U/D 1: Looks like I am not alone in that assessment, cf. PowerLine's Scott Johnson, here, on a conference call with Dr Emily Landau, an expert on nuke weapons breakouts:
Dr. Landau asks why parties other than France aren’t raising these technical issues. 
[To wit: The original clause on Arak – that would have prevented Iran from commissioning the facility for six months, but would have allowed for continued construction work – is Iran’s tactic in a nutshell. To make “concessions” that are not concessions at all, because Iran was not on track to commission the facility in the next six months, but certainly wanted to be able to continue construction work so that it would be ready to do so later in 2014. And in return, to get sanctions lifted.]
They are straightforward issues with respect to which she finds the apparent concessions to be puzzling. I asked Dr. Lanadau: Isn’t the simplest explanation that the United States is okay with Iran’s development of nuclear weapons? 

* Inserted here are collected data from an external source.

PR #496, opened 2026-02-11
Handle missing CSM depth decoder loss during loss aggregation

danielhanchen:
## Summary
- fixes CSM temporary patch loss aggregation when depth decoder loss is absent
- avoids `Tensor + NoneType` during training loss computation

## Root Cause
In the patched `CsmForConditionalGeneration.forward`, `loss` was always computed as:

She laughed uncomfortably and responded that she took Obama at his word while acknowledging the circumstantial basis of the question. As we have all learned in recent days if not earlier, taking Obama and his “declared policy” (to borrow Dr. Landau’s term) at face value is a big mistake.
U/D 2: Michael Oren, former Israeli Ambassador to the UN and a distinguished historian, writing in an opinion piece in the LA Times, after describing the dismissive ridicule Israeli PM Netanyahu is facing as an alleged spoiler undercutting supposed Iranian moderates, observes:
Netanyahu is acting out of a deep sense of duty to defend Israel against an existential threat. Such dangers are rare in most countries' experience but are traumatically common in Israel's, and they render the price of ridicule irrelevant.

Moreover, when formulating policies vital to Israel's survival, the prime minister consults with Israel's renowned intelligence community, a robust national security council and highly specialized units of the Israel Defense Forces. Netanyahu may at times appear to stand alone on Iran, but he is backed by a world-class body of experts.

In 2011, these same analysts predicted that the Arab Spring, which was widely hailed as the dawn of Middle Eastern democracy, would be hijacked by Islamic radicals. They foresaw years of brutal civil strife. Netanyahu publicly expressed these conclusions and was denounced as a naysayer by many of the same columnists who are now lambasting him on Iran.
Yet it is precisely on Iran that Israeli specialists have proved most prescient. They were the first, more than 20 years ago, to reveal Iran's clandestine nuclear activities. They continued to scrutinize the program, emphasizing its military goals, even after 2003, when weaponization was purportedly halted.
Throughout several attempts at diplomacy, these experts have disclosed the ways that Iran systematically obstructed United Nations observers, lied to world leaders and hid nuclear facilities, such as the one at Fordow, which can have no peaceful purpose. Israeli intelligence has accurately tracked Iran's support for terrorist organizations, its role in the massacre of thousands of Syrians and its responsibility for attacks against civilians in dozens of cities around the world.
And the march of folly goes on, and on.

The onward path is predictable.

Beyond a certain point, Israel will strike, regardless of global opinion and International sanctions likely to come of such. For, given the repeated declaration of intent to wipe Israel off the map, the matter is survival, not only of Israel but the Jewish people.

At this point, frankly, I feel like a passenger in a car that has begun to skid and slide out of control into the path of fast moving heavy traffic.